I want to stress that I don't want this to be a debate about the rights or wrongs of debt forgivness. That has been discussed ad nauseam on many forums. 
My question is, if debt forgiveness does happen in what form can you see it occurring?


----------



## Jim2007 (23 Oct 2012)

If it ever was to happen, then I should think that the most acceptable to the tax payer would be non recourse mortgages


----------



## kmce (24 Oct 2012)

At the very least it would be great if All SVR mortgage holders were allowed to move to tracker rates
that alone would save me  400 euro a mth and MAKE all the difference to my spending power and piece of mind
All I am looking for is the same rate that half the country are paying but I am not because I STUPIDLY took a SVR with the EBS who at the time was a mutual building society for the benefit of their  members,  I always felt there were "nicer" then the big banks  - the naivity of it!!


----------



## miriammary (24 Oct 2012)

kmce said:


> At the very least it would be great if All SVR mortgage holders were allowed to move to tracker rates
> that alone would save me  400 euro a mth and MAKE all the difference to my spending power and piece of mind
> All I am looking for is the same rate that half the country are paying but I am not because I STUPIDLY took a SVR with the EBS who at the time was a mutual building society for the benefit of their  members,  I always felt there were "nicer" then the big banks  - the naivity of it!!




+1 on that, agree totally


----------



## LDhood (25 Oct 2012)

Debt forgiveness won't happen.  At least not in the way that everyone is talking about.  It's never happened that I am aware of in any industrialised, capitalistic society. 
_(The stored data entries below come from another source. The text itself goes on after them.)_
PR #184, opened 2016-09-26
add concentration of samples in reactions (merge Mass/Vol) resolve #534 #535 #536

### LINKED ISSUE #534: Private note rework

JasonYCHuang:
merge Mass/Vol to get more place for concentration.

### DIFF
--- a/app/assets/javascripts/components/Material.js
+++ b/app/assets/javascripts/components/Material.js
@@ -3,6 +3,7 @@ import {Radio,FormControl, Button, InputGroup, OverlayTrigger, Tooltip} from 're
 import {DragSource} from 'react-dnd';
 import DragDropItemTypes from './DragDropItemTypes';
 import NumeralInputWithUnitsCompo from './NumeralInputWithUnitsCompo';
+import NumInputWithUnitsTypesCompo from './NumInputWithUnitsTypesCompo';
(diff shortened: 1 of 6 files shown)


Sergeykot:
nan1

concentration - NaN when adding a reaction starting material

Sergeykot:
I am testing it myself, and notice that now reactions yield is calculated when user unfocuses input field
before it was on keyboard event

I have nothing against if those changes were requested :)

app/assets/javascripts/components/Material.js
```diff
@@ -248,9 +261,12 @@ class Material extends Component {
 
   generalMaterial(props, style, handleStyle, inputsStyle) {
     const {material, deleteMaterial, isDragging, connectDragSource,
-           showLoadingColumn } = props;
+           showLoadingColumn, totalVolume } = props;
     const isTarget = material.amountType === 'target'
 
+    const mol = material.amount_mol;
+    const concentration = mol / totalVolume;
```
Sergeykot: totalVolume should not be 0 otherwise we get `NaN`

JasonYCHuang: Done. plz check it again.

Sergeykot:
:+1:

PR #186, opened 2016-09-26
add concentration of samples in reactions (switch Concn/Yield) resolve #534 #535 #184 

### LINKED ISSUE #534: Private note rework

JasonYCHuang:
switch Equiv/Concn


Sergeykot:
rebased from master, otherwise tests will fail

Sergeykot:
:+1:

PR #188, opened 2016-09-27
ElementDetails header refactor

### LINKED ISSUE #554: Exporting literature is not possible currently
The users are trying to export the DOI of the references added to the literature section of a sample into the spreadsheet. It would be great to have just one column there for that. Currently there is no way to link the literature to samples neither by exporting nor by creating a report.

CamAnNguyen:
- Refactor ElementDetails header (CSS and JS)
- Fix the UI bug in create Wellplate/Screen
- Add a tooltip on every button in the header (save, close, generateReport)
- Resolve #554

### DIFF
--- a/app/assets/javascripts/components/ElementCollectionLabels.js
+++ b/app/assets/javascripts/components/ElementCollectionLabels.js
@@ -113,7 +113,7 @@ export default class ElementCollectionLabels extends React.Component {
         </div>
       )
     } else {
-      return (<div></div>)
+      return (<span></span>)
     }
   }
 }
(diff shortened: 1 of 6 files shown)


Sergeykot:
I suggest to add 'tooltip' attribute on each button like this. just add 'tooltip'="save <name_of_item>'
so if user hover mouse there he/she sees the title

Sergeykot:
update: it should be better like 'tooltip'="Save sample" or "Save wellplate"

CamAnNguyen:
Good idea, will add a tooltip for this kind of button

CamAnNguyen:
Code updated, I also update the Pull Request

Sergeykot:
:+1:

PR #191, opened 2016-09-27
Split Sample

### LINKED ISSUE #544: reaction sample coefficient

CamAnNguyen:
- Split sample (using splitButton and split during creating Reaction) will inherit some properties from parent
  - Name: {parent_name}-split (if parent_Name not empty)
  - External_label: {parent_external_label}-split (if parent_external_label not empty)
  - Short_label is updated (exclude reactants and solvents)

- Resolves #544


Sergeykot:
:+1:

PR #192, opened 2016-09-27
add concentration of samples in reactions (5 Colum) resolve #534 #535 #536

### LINKED ISSUE #534: Private note rework

JasonYCHuang:


Sergeykot:
:+1:

PR #6804, opened 2021-10-19
Properly remove overriding potion effect modifiers

lynxplay:
As of minecraft 1.15.2's first pre-release potion effects no longer
completely replace weaker once of the same potion effect type but rather
build a list of overriding potion effects to preserve and eventually
re-apply weaker potion effects that last longer than more powerful but
more shortlived overriding potion effects of the same type.

This replacement of such overriding potion effects simply removes the
attribute modifier added by the potion effect based on a single uuid
defined by each potion effect type.
After the removal, a new attribute modified is added that holds the
updated modifications based on the lower amplifier of the weaker potion
effect.
As the removal of the stronger potion effect is purely based on the
single uuid of each individual potion effect type the amplifier of the
old effect is not needed to properly remove the effect and is sadly not
passed to the removal logic in the first place.

This however fails for the absorption potion effect type, as it cannot
make use of the attribute modifier system and the single uuid concept
used by other potion effect types.
Hence, prior to this commit, it simply calculates the amount of
absorption hearts granted by the amplifier of the potion effect and
removes these.
As the server however only provides the amplifier (more specifically the
new potion effect) to the update method once an overriding absorption
effect is replaced, the removal only removes the amount of absorption
hearts.

This patch combats this faulty behaviour by now properly passing the old
and new mob effect (and their respective amplifier) through the update
logic of the living entity and mob effects.
While this prevents the absorption effect from leaving the player with
absorption hearts after the effect completely expires, it did allow the
effect to re-generate absorption hearts that were lost due to damage
when replacing the overriding effect with the lower potion effect.

The patch introduces MobEffect#updateAttributeModifiers which is
responsible for performing the previously described logic of removing
and applying attribute modifiers.
This method is then leveraged by the absorption mob effect to correctly
calculate the difference between the old and new amplifiers.

Resolves: https://bugs.mojang.com/browse/MC-182497

-------------------------------------------------------------------

Note, the consumer call in `MobEffect#tick` was moved up as the mob effect class does not offer an easy `copy` method to safely store the old mob effect before updating the effect values.

### DIFF
--- a/patches/server/0910-Properly-remove-overriding-potion-effect-modifiers.patch
+++ b/patches/server/0910-Properly-remove-overriding-potion-effect-modifiers.patch
@@ -1,0 +1,193 @@
+From 0000000000000000000000000000000000000000 Mon Sep 17 00:00:00 2001
+From: Bjarne Koll <lynxplay101@gmail.com>
+Date: Tue, 19 Oct 2021 17:24:47 +0200
+Subject: [PATCH] Properly remove overriding potion effect modifiers
+
+As of minecraft 1.15.2's first pre-release potion effects no longer
+completely replace weaker once of the same potion effect type but rather
+build a list of overriding potion effects to preserve and eventually
+re-apply weaker potion effects that last longer than more powerful but
+more shortlived overriding potion effects of the same type.
+
+This replacement of such overriding potion effects simply removes the
+attribute modifier added by the potion effect based on a single uuid
+defined by each potion effect type.
+After the removal, a new attribute modified is added that holds the
+updated modifications based on the lower amplifier of the weaker potion
+effect.
+As the removal of the stronger potion effect is purely based on the
+single uuid of each individual potion effect type the amplifier of the
+old effect is not needed to properly remove the effect and is sadly not
+passed to the removal logic in the first place.
+
+This however fails for the absorption potion effect type, as it cannot
+make use of the attribute modifier system and the single uuid concept
+used by other potion effect types.
+Hence, prior to this commit, it simply calculates the amount of
+absorption hearts granted by the amplifier of the potion effect and
+removes these.
+As the server however only provides the amplifier (more specifically the
+new potion effect) to the update method once an overriding absorption
+effect is replaced, the removal only removes the amount of absorption
+hearts.
+
+This patch combats this faulty behaviour by now properly passing the old
+and new mob effect (and their respective amplifier) through the update
+logic of the living entity and mob effects.
+While this prevents the absorption effect from leaving the player with
+absorption hearts after the effect completely expires, it did allow the
+effect to re-generate absorption hearts that were lost due to damage
+when replacing the overriding effect with the lower potion effect.
+
+The patch introduces MobEffect#updateAttributeModifiers which is
+responsible for performing the previously described logic of removing
+and applying attribute modifiers.
+This method is then leveraged by the absorption mob effect to correctly
+calculate the difference between the old and new amplifiers.
+
+Resolves: https://bugs.mojang.com/browse/MC-182497
+
+diff --git a/src/main/java/net/minecraft/server/level/ServerPlayer.java b/src/main/java/net/minecraft/server/level/ServerPlayer.java
+index c8057f98e16ba6e19640e0b250e5201e0f4f57db..ad6c37168a54d77a569a5f8a5a5e07820d10e771 100644
+--- a/src/main/java/net/minecraft/server/level/ServerPlayer.java
++++ b/src/main/java/net/minecraft/server/level/ServerPlayer.java
+@@ -1774,6 +1774,13 @@ public class ServerPlayer extends Player {
+     @Override
+     protected void onEffectUpdated(MobEffectInstance effect, boolean reapplyEffect, @Nullable Entity source) {
+         super.onEffectUpdated(effect, reapplyEffect, source);
++        // Paper start - properly remove old overridden potion effect
++    }
++
++    @Override
++    protected void onEffectUpdated(MobEffectInstance effect, @Nullable MobEffectInstance oldEffect, boolean reapplyEffect, @Nullable Entity source) {
++        super.onEffectUpdated(effect, oldEffect, reapplyEffect, source);
++        // Paper end - properly remove old overridden potion effect
+         this.connection.send(new ClientboundUpdateMobEffectPacket(this.getId(), effect));
+         CriteriaTriggers.EFFECTS_CHANGED.trigger(this, source);
+     }
+diff --git a/src/main/java/net/minecraft/world/effect/AbsoptionMobEffect.java b/src/main/java/net/minecraft/world/effect/AbsoptionMobEffect.java
+index 8378ec06edd0a62b5e8c26ea1be9d8813f7c4c0a..e95ecdc30ac2da435e445507fc82d73dae494e1a 100644
+--- a/src/main/java/net/minecraft/world/effect/AbsoptionMobEffect.java
++++ b/src/main/java/net/minecraft/world/effect/AbsoptionMobEffect.java
+@@ -10,13 +10,35 @@ public class AbsoptionMobEffect extends MobEffect {
+ 
+     @Override
+     public void removeAttributeModifiers(LivingEntity entity, AttributeMap attributes, int amplifier) {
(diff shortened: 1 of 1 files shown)


patches/server/0828-Properly-remove-overriding-potion-effect-modifiers.patch
```diff
@@ -0,0 +1,188 @@
...
+     }
+diff --git a/src/main/java/net/minecraft/world/effect/MobEffectInstance.java b/src/main/java/net/minecraft/world/effect/MobEffectInstance.java
+index 544b3711bc7538609f64ad30995ef927f562a36f..676126535c3723a4232dae6157f359b860486432 100644
+--- a/src/main/java/net/minecraft/world/effect/MobEffectInstance.java
++++ b/src/main/java/net/minecraft/world/effect/MobEffectInstance.java
+@@ -132,6 +132,11 @@ public class MobEffectInstance implements Comparable<MobEffectInstance> {
+     }
+ 
+     public boolean tick(LivingEntity entity, Runnable overwriteCallback) {
++        // Paper end - properly remove old overridden potion effect
```
NoahvdAa:
```suggestion
+        // Paper start - properly remove old overridden potion effect
```

patches/server/0828-Properly-remove-overriding-potion-effect-modifiers.patch
```diff
@@ -0,0 +1,188 @@
...
+diff --git a/src/main/java/net/minecraft/world/effect/AbsoptionMobEffect.java b/src/main/java/net/minecraft/world/effect/AbsoptionMobEffect.java
+index c4352471cbbfb68e4b46704bbf68bb2e1404dbb0..ee70940cdd198ad2ace3ec4120a5064a9cad3fb6 100644
+--- a/src/main/java/net/minecraft/world/effect/AbsoptionMobEffect.java
++++ b/src/main/java/net/minecraft/world/effect/AbsoptionMobEffect.java
+@@ -10,13 +10,31 @@ public class AbsoptionMobEffect extends MobEffect {
+ 
+     @Override
+     public void removeAttributeModifiers(LivingEntity entity, AttributeMap attributes, int amplifier) {
+-        entity.setAbsorptionAmount(entity.getAbsorptionAmount() - (float)(4 * (amplifier + 1)));
++        entity.setAbsorptionAmount(entity.getAbsorptionAmount() - calculateGrantedAbsorptionHearts(amplifier)); // Paper start - properly remove old overridden potion effect
```
NoahvdAa:
```suggestion
+        entity.setAbsorptionAmount(entity.getAbsorptionAmount() - calculateGrantedAbsorptionHearts(amplifier)); // Paper - properly remove old overridden potion effect
```
Same for line 84

NoahvdAa (approved):

patches/server/0828-Properly-remove-overriding-potion-effect-modifiers.patch
lynxplay: :pray: Thank you, the good old copy/paste for these comments is not always the most fun

lynxplay:
Rebased and tested :+1:

patches/server/0817-Properly-remove-overriding-potion-effect-modifiers.patch
```diff
@@ -0,0 +1,190 @@
...
+     @Override
+     protected void onEffectUpdated(MobEffectInstance effect, boolean reapplyEffect, @Nullable Entity source) {
+         super.onEffectUpdated(effect, reapplyEffect, source);
++        // Paper start - properly remove old overridden potion effect
++    }
++
++    @Override
++    protected void onEffectUpdated(MobEffectInstance effect, @Nullable MobEffectInstance oldEffect, boolean reapplyEffect, @Nullable Entity source) {
++        super.onEffectUpdated(effect, oldEffect, reapplyEffect, source);
++        // Paper end - properly remove old overridden potion effect
```
Machine-Maker: I think this will break anywhere that calls the "legacy" onEffectUpdated method because its no longer gonna start tracking the levitation position. You should make the "legacy" method call the new one with a null extra argument. (just like you did when you added the new method in LivingEntity)

patches/server/0817-Properly-remove-overriding-potion-effect-modifiers.patch
```diff
@@ -0,0 +1,190 @@
...
+diff --git a/src/main/java/net/minecraft/world/effect/MobEffect.java b/src/main/java/net/minecraft/world/effect/MobEffect.java
+index 8bbb9bdcf95989f1737714655f6f6a269d46d7f2..28a0809a043640d1bd912106d0bf367090252360 100644
+--- a/src/main/java/net/minecraft/world/effect/MobEffect.java
++++ b/src/main/java/net/minecraft/world/effect/MobEffect.java
+@@ -192,6 +192,13 @@ public class MobEffect {
+ 
+     }
+ 
++    // Paper start - properly remove old overridden potion effect - moved here from LivingEntity#onEffectUpdated
++    public void updateAttributeModifiers(final LivingEntity entity, final AttributeMap attributes, final int oldAmplifier, final int newAmplifier) {
```
Machine-Maker: Could you remove the `attributes` parameter? and just get the attributes from the LivingEntity

patches/server/0817-Properly-remove-overriding-potion-effect-modifiers.patch
lynxplay: I am unsure if I understand exactly what you mean here.

The `levitationStartPos` is maintained by `ServerPlayer#onEffectAdded` which previously was also only called once (when the first levitation effect was added, updates did not re-trigger it). None of the changes in this patch touch the points at which `onEffectAdded` is called.

Additionally, the "legacy" method `ServerPlayer#onEffectUpdated` simply calls its super method `LivingEntity#onEffectUpdated`: 
```java
protected void onEffectUpdated(MobEffectInstance effect, boolean reapplyEffect, @Nullable Entity source) {
    // Paper start - properly remove old overridden potion effect
    this.onEffectUpdated(effect, null, reapplyEffect, source);
}
```
which will properly call the new `ServerPlayer#onEffectUpdated` with a null argument.

I might have completely misunderstood your point tho :sweat_smile: so if you could elaborate a bit on it, that would be great <3

patches/server/0817-Properly-remove-overriding-potion-effect-modifiers.patch
lynxplay: Sure, this method signature mainly followed the existing `removeAttributeModifiers` and `addAttributeModifiers` methods, which both take the `LivingEntity` and its `AttributeMap` as parameters, hence I was inclined to follow in those footsteps (to comply with whatever the reason for the "doubled" passing of the attribute map was on mojangs side).

I'll remove it, thanks for the feedback. Sorry it took so long I just got back from vacation and did not have a development ready machine with me.

patches/server/0817-Properly-remove-overriding-potion-effect-modifiers.patch
Machine-Maker: oh, I think I mis-typed, thinking I was looking at the effectsAdded method. What I should've said, was anything that called the legacy `ServerPlayer#onEffectUpdated` method would no longer trigger the advancement criteria or send a mob effect update packet, since that legacy method doesn't delegate to the overloaded method in ServerPlayer, rather the super method. 

EDIT: But yeah, even that will be called in the super method, so you can ignore this.

lynxplay: Okay, sweet!

patches/server/0817-Properly-remove-overriding-potion-effect-modifiers.patch
lynxplay: Removed the passed attribute map.

If this is really that much nicer in terms of code, idk.
E.g. we now need to grab the attribute map explicitly when overwriting the method in the absorption mob effect.

lynxplay:
Rebased for 1.18.2 :+1:

lynxplay:
Rebased for 1.19.

I move some stuff around too to maintain compatibility with original vanilla call logic order. Specifically, the overwriteCallback is now again called after the original effect was updated.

What may happen is that for people who have no source of income or no potential for income whatsoever- the creditors may come to an agreement that social welfare entitlements are turned into a partial debt payment or collateral. Any assets or collateral that can be leveraged will be used.  Or dependants/family may be brought into the equation to help with the debt recovery (payments, assets, etc).

The only other option is bankruptcy.  I do see the laws changing on this.


----------